### Records for this exercise
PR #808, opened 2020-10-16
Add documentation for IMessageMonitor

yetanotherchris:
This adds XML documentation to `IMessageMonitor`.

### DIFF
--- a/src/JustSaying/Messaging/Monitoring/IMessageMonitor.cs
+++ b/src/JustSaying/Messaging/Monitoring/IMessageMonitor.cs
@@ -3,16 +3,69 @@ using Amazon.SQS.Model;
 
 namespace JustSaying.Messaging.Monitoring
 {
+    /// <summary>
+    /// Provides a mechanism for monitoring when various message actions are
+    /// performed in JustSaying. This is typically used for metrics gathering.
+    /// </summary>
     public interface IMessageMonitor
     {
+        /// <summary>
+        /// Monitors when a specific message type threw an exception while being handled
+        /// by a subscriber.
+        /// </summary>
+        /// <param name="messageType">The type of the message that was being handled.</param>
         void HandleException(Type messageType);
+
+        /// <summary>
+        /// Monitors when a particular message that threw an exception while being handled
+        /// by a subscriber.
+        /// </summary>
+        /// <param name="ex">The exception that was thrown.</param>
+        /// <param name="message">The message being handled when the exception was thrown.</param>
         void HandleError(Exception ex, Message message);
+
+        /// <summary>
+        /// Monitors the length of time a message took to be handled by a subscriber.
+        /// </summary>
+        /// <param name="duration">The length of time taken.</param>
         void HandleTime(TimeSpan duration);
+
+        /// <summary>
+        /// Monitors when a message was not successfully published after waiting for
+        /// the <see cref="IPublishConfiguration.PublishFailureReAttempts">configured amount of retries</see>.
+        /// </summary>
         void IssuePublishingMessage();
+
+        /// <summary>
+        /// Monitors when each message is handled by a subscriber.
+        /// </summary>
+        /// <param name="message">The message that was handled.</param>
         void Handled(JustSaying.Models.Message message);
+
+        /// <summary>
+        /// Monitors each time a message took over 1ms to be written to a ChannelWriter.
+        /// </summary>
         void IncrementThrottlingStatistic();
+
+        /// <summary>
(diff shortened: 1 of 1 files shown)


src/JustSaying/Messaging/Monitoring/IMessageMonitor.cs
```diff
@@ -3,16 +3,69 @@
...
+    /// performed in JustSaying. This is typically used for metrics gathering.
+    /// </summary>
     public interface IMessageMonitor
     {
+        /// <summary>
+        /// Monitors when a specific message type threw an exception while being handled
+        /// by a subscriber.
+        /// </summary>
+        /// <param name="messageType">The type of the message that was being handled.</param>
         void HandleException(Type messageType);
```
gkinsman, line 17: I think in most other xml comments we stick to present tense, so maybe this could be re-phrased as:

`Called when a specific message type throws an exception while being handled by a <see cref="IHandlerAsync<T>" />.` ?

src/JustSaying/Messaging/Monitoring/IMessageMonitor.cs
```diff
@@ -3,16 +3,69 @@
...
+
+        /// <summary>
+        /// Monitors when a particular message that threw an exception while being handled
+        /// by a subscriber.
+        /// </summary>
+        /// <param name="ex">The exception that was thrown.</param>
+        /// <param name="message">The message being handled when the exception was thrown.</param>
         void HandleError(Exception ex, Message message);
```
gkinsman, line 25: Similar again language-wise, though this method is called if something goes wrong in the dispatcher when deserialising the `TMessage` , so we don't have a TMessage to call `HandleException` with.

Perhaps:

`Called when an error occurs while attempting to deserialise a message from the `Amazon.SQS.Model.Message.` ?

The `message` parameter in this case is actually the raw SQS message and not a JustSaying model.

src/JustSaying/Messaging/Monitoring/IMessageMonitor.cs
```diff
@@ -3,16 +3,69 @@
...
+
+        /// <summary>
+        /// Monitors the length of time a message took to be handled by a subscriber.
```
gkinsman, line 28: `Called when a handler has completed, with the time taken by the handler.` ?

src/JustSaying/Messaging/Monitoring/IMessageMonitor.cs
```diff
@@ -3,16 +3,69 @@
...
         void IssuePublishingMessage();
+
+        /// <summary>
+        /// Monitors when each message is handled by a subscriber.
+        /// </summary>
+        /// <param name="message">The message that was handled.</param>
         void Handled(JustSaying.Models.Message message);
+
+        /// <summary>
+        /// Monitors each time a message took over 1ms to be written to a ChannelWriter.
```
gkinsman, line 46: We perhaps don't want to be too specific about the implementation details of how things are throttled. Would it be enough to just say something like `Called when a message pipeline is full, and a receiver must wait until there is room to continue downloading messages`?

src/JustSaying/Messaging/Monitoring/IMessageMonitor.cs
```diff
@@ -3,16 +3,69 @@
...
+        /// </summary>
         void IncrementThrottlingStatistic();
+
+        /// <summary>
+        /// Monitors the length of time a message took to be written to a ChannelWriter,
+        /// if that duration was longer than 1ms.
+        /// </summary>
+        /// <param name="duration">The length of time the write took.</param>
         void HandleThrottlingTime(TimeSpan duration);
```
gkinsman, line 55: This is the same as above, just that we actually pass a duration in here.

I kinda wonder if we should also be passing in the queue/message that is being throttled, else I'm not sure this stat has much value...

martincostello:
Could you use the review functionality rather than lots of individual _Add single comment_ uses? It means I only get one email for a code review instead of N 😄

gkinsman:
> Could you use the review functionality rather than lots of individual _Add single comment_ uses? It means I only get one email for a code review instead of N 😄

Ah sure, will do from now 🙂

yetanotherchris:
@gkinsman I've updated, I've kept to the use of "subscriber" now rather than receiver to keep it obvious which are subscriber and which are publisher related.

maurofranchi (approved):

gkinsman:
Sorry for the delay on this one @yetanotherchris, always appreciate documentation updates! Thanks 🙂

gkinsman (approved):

### Exercise directions
Could you write out the material above exactly as it appears?

### Response to this task
PR #808, opened 2020-10-16
Add documentation for IMessageMonitor

yetanotherchris:
This adds XML documentation to `IMessageMonitor`.

### DIFF
--- a/src/JustSaying/Messaging/Monitoring/IMessageMonitor.cs
+++ b/src/JustSaying/Messaging/Monitoring/IMessageMonitor.cs
@@ -3,16 +3,69 @@ using Amazon.SQS.Model;
 
 namespace JustSaying.Messaging.Monitoring
 {
+    /// <summary>
+    /// Provides a mechanism for monitoring when various message actions are
+    /// performed in JustSaying. This is typically used for metrics gathering.
+    /// </summary>
     public interface IMessageMonitor
     {
+        /// <summary>
+        /// Monitors when a specific message type threw an exception while being handled
+        /// by a subscriber.
+        /// </summary>
+        /// <param name="messageType">The type of the message that was being handled.</param>
         void HandleException(Type messageType);
+
+        /// <summary>
+        /// Monitors when a particular message that threw an exception while being handled
+        /// by a subscriber.
+        /// </summary>
+        /// <param name="ex">The exception that was thrown.</param>
+        /// <param name="message">The message being handled when the exception was thrown.</param>
         void HandleError(Exception ex, Message message);
+
+        /// <summary>
+        /// Monitors the length of time a message took to be handled by a subscriber.
+        /// </summary>
+        /// <param name="duration">The length of time taken.</param>
         void HandleTime(TimeSpan duration);
+
+        /// <summary>
+        /// Monitors when a message was not successfully published after waiting for
+        /// the <see cref="IPublishConfiguration.PublishFailureReAttempts">configured amount of retries</see>.
+        /// </summary>
         void IssuePublishingMessage();
+
+        /// <summary>
+        /// Monitors when each message is handled by a subscriber.
+        /// </summary>
+        /// <param name="message">The message that was handled.</param>
         void Handled(JustSaying.Models.Message message);
+
+        /// <summary>
+        /// Monitors each time a message took over 1ms to be written to a ChannelWriter.
+        /// </summary>
         void IncrementThrottlingStatistic();
+
+        /// <summary>
(diff shortened: 1 of 1 files shown)


src/JustSaying/Messaging/Monitoring/IMessageMonitor.cs
```diff
@@ -3,16 +3,69 @@
...
+    /// performed in JustSaying. This is typically used for metrics gathering.
+    /// </summary>
     public interface IMessageMonitor
     {
+        /// <summary>
+        /// Monitors when a specific message type threw an exception while being handled
+        /// by a subscriber.
+        /// </summary>
+        /// <param name="messageType">The type of the message that was being handled.</param>
         void HandleException(Type messageType);
```
gkinsman, line 17: I think in most other xml comments we stick to present tense, so maybe this could be re-phrased as:

`Called when a specific message type throws an exception while being handled by a <see cref="IHandlerAsync<T>" />.` ?

src/JustSaying/Messaging/Monitoring/IMessageMonitor.cs
```diff
@@ -3,16 +3,69 @@
...
+
+        /// <summary>
+        /// Monitors when a particular message that threw an exception while being handled
+        /// by a subscriber.
+        /// </summary>
+        /// <param name="ex">The exception that was thrown.</param>
+        /// <param name="message">The message being handled when the exception was thrown.</param>
         void HandleError(Exception ex, Message message);
```
gkinsman, line 25: Similar again language-wise, though this method is called if something goes wrong in the dispatcher when deserialising the `TMessage` , so we don't have a TMessage to call `HandleException` with.

Perhaps:

`Called when an error occurs while attempting to deserialise a message from the `Amazon.SQS.Model.Message.` ?

The `message` parameter in this case is actually the raw SQS message and not a JustSaying model.

src/JustSaying/Messaging/Monitoring/IMessageMonitor.cs
```diff
@@ -3,16 +3,69 @@
...
+
+        /// <summary>
+        /// Monitors the length of time a message took to be handled by a subscriber.
```
gkinsman, line 28: `Called when a handler has completed, with the time taken by the handler.` ?

src/JustSaying/Messaging/Monitoring/IMessageMonitor.cs
```diff
@@ -3,16 +3,69 @@
...
         void IssuePublishingMessage();
+
+        /// <summary>
+        /// Monitors when each message is handled by a subscriber.
+        /// </summary>
+        /// <param name="message">The message that was handled.</param>
         void Handled(JustSaying.Models.Message message);
+
+        /// <summary>
+        /// Monitors each time a message took over 1ms to be written to a ChannelWriter.
```
gkinsman, line 46: We perhaps don't want to be too specific about the implementation details of how things are throttled. Would it be enough to just say something like `Called when a message pipeline is full, and a receiver must wait until there is room to continue downloading messages`?

src/JustSaying/Messaging/Monitoring/IMessageMonitor.cs
```diff
@@ -3,16 +3,69 @@
...
+        /// </summary>
         void IncrementThrottlingStatistic();
+
+        /// <summary>
+        /// Monitors the length of time a message took to be written to a ChannelWriter,
+        /// if that duration was longer than 1ms.
+        /// </summary>
+        /// <param name="duration">The length of time the write took.</param>
         void HandleThrottlingTime(TimeSpan duration);
```
gkinsman, line 55: This is the same as above, just that we actually pass a duration in here.

I kinda wonder if we should also be passing in the queue/message that is being throttled, else I'm not sure this stat has much value...

martincostello:
Could you use the review functionality rather than lots of individual _Add single comment_ uses? It means I only get one email for a code review instead of N 😄

gkinsman:
> Could you use the review functionality rather than lots of individual _Add single comment_ uses? It means I only get one email for a code review instead of N 😄

Ah sure, will do from now 🙂

yetanotherchris:
@gkinsman I've updated, I've kept to the use of "subscriber" now rather than receiver to keep it obvious which are subscriber and which are publisher related.

maurofranchi (approved):

gkinsman:
Sorry for the delay on this one @yetanotherchris, always appreciate documentation updates! Thanks 🙂

gkinsman (approved):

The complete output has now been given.